The Foreign Ministry illegally destroys significant portions of ventilator procurement records — barely 18 months after purchase. Intermediary companies liquidated.
12,145 units sit unopened in Gödöllő warehouse. Storage costs 82.5 million HUF monthly. Cannot be sold. Despite final court ruling, Foreign Ministry appeals. Government-party candidates go silent on the issue.
Hungary's COVID catastrophe was not inevitable. It was not a natural disaster that drove the death tolls, but decades of government negligence that left a healthcare system unprepared for pandemic — followed by decisions made during the pandemic that served opaque public spending, not saving lives.
The facts in summary:
Systematic healthcare dismantling — decades of underfunding, 8,500 doctor emigration, closure of hundreds of hospital wards — left Hungary as one of the EU's most vulnerable member states during the pandemic.
Record-breaking death toll — Hungary produced the EU's highest per capita death rate, which neither demographics nor virus properties alone explain.
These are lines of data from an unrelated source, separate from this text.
PR #216, opened 2024-11-29
test: llm eval, add correctness score, port alertmanager test cases

nherment:


holmes/main.py
```diff
@@ -368,6 +368,7 @@ def alertmanager(
         logging.error(f"Failed to fetch issues from alertmanager", exc_info=e)
         return
 
+    write_json_file(f"./issue_{alertmanager_label}.json", issues)
```
arikalon1: is this, and line 401 below is something we want for the cli?
What's the use of those files?
Or it's just code to generate tests data?

arikalon1 (approved):
nice work

left a small comment

holmes/main.py
nherment: It was to generate data. Removed.

arikalon1 (approved):

PR #217, opened 2024-11-30
 Toolset integrations

itisallgood:


holmes/core/supabase_dal.py
```diff
@@ -264,3 +267,53 @@ def get_workload_issues(self, resource: dict, since_hours: float) -> List[str]:
...
+            )
+        except Exception as error:
+            logging.error("Error happened during upserting holmes status", exc_info=True)
+
+        return None
+    
+    def sync_toolsets(self, toolsets) -> None:
+        provided_toolset_names = [toolset['toolset_name'] for toolset in toolsets]
+        try:
+            self.client.table("HolmesToolsStatus").upsert(
```
moshemorad: Use const

nherment:
@itisallgood 
Moving the prerequisite check for the toolsets when the server is started is a great improvement.
In the current code, both the `Internet` and `Findings` toolset do run the prerequisites when they are instantiated. This means that each of these toolset will still run the prerequisites for each request to Holmes server.

holmes/utils/holmes_sync_toolsets.py
```diff
@@ -0,0 +1,161 @@
...
+                **toolset.model_dump(exclude_none=True),
+                toolset_name=toolset.name,
+                cluster_id=CLUSTER_NAME,
+                account_id=dal.account_id,
+                status=toolset.get_status(),
+                error=toolset.get_error(),
+                updated_at=updated_at
+            ).model_dump(exclude_none=True)
+        )
+    print(db_toolsets)
```
nherment: Is that a leftover?

holmes/core/supabase_dal.py
```diff
@@ -262,5 +266,64 @@ def get_workload_issues(self, resource: dict, since_hours: float) -> List[str]:
...
+
+    def upsert_holmes_status(self, holmes_status_data: dict) -> None:
+        updated_at = datetime.now().isoformat()
+        try:
+            res = (
+                self.client
+                .table(HOLMES_STATUS_TABLE)
+                .upsert({
+                    "account_id": self.account_id,
+                    "updated_at": updated_at,
```
nherment, line 277: Not super familiar with the supabase client but can't we use postgresql to set the updated_at ?
Typically in SQL something like `updated_at = NOW()` would work well and would ensure a single source of truth for the time instead of relying on the clients.

holmes/core/supabase_dal.py
```diff
@@ -262,5 +266,64 @@ def get_workload_issues(self, resource: dict, since_hours: float) -> List[str]:
...
+            )
+        except Exception as error:
+            logging.error(f"Error happened during upserting holmes status: {error}", 
+                          exc_info=True)
+
+        return None
+    
+    def sync_toolsets(self, toolsets: list[dict]) -> None:
+        if not toolsets:
+            logging.error("No toolsets were provided for synchronization.")
```
nherment: Is that really an error or a warning or even an info level log?
I'd suggest keeping errors for things someone should actively investigate and work to fix. 
In this case, could having no toolset be intentional? If so then maybe info or warning level logs are enough.

nherment (approved):
Looks good! Some small comments.

holmes/core/supabase_dal.py
itisallgood: Agree

holmes/core/supabase_dal.py
itisallgood: @nherment  Unfortunately, it won't be solved that easily,  NOW() works only for INSERT, not UPDATE. So it would require from us to create trigger. I don't know what's better solution - trigger in our database or update relying on clients

nherment: `"updated_at": "NOW()",` should work as expected.

nherment: I suspect supabase just copies the column content into the SET part of a postgresql upsert.

```
INSERT INTO HOLMES_STATUS_TABLE (..., updated_at, ...) 
VALUES (..., NOW(), ...)
ON CONFLICT DO UPDATE
SET
  "updated_at"= NOW(),
```

helm/holmes/values.yaml
```diff
@@ -26,7 +26,8 @@ serviceAccount:
   imagePullSecrets: []
   annotations: {}
 
-toolsets: []
+enabledByDefaultToolsets: "kubernetes/core,kubernetes/logs,findings,internet"
```
arikalon1: why do we need this?

Can't we just write:
```
toolsets:
  kubernetes/core:
    enabled: true
  kubernetes/logs:
    enabled: true
  findings:
    enabled: true
  internet:
    enabled: true  
```

holmes/core/supabase_dal.py
```diff
@@ -262,5 +266,64 @@ def get_workload_issues(self, resource: dict, since_hours: float) -> List[str]:
...
+                'toolset_name', provided_toolset_names
+            ).execute()
+
+            logging.info("Toolsets synchronized successfully.")
+
+        except Exception as e:
+            logging.exception(f"An error occurred during toolset synchronization: {e}",
+                              exc_info=True)
+
+    def get_toolsets_for_holmes(self,):
```
arikalon1: why are we getting this from the db?

The enabled/disabled status is coming from helm
We're saving it to report the status to the saas, but to read it, we have it locally (locally is the source of truth)

holmes/utils/holmes_sync_toolsets.py
```diff
@@ -0,0 +1,155 @@
...
+def merge_and_override_bultin_toolsets_with_toolsets_config(
+    toolsets_loaded_from_config: list[ToolsetYamlFromConfig],
+    default_toolsets_by_name: dict[str, YAMLToolset],
+    enabled_by_default_toolsets: list[YAMLToolset],
+) -> dict[str, YAMLToolset]:
+    """
+    Merges and overrides default_toolsets_by_name with custom 
+    config from /etc/holmes/config/custom_toolset.yaml
+    """
+    toolsets_with_updated_statuses = {}
```
arikalon1: why do we need this code?
Can't we get that logic free from helm?
Since the toolsets are dictionaries, wouldn't helm solve the merge for us?

itisallgood: @arikalon1 This particular code is not related to helm logic. It loads both python and yaml toolsets from `holmes/plugins/toolsets` and updates them with helm config

nherment (dismissed):

helm/holmes/values.yaml
```diff
@@ -1,12 +1,12 @@
 certificate: "" # base64 encoded
 logLevel: INFO
 
+clusterName: ""
```
RoiGlinik: In what cases do we need this?

holmes/plugins/toolsets/__init__.py
```diff
@@ -9,24 +9,45 @@
...
+from typing import Dict
+from pydantic import BaseModel
+from typing import Optional
+import yaml
 
 THIS_DIR = os.path.abspath(os.path.dirname(__file__))
 
-class ListOfToolSets(BaseModel):
+
+class FallbackOldStructureToolsetsList(BaseModel):
```
RoiGlinik: i think we can delete it if its not used anymore

RoiGlinik (approved):

helm/holmes/values.yaml
itisallgood: You are right, we don't need it anymore

nherment (approved):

Western European countries under similar conditions lost a fraction of the casualties.
300 billion HUF for ventilators — more than twice the needed quantity, marked up 20-30 times compared to other EU countries, through unknown intermediaries, without competitive bidding. Seventy percent of units sit unopened in storage; intermediary companies vanished; documents were destroyed.
Lack of accountability — no parliamentary investigation committee, no authority investigation, government appeals court rulings, government-party politicians either look surprised or give no answer at all.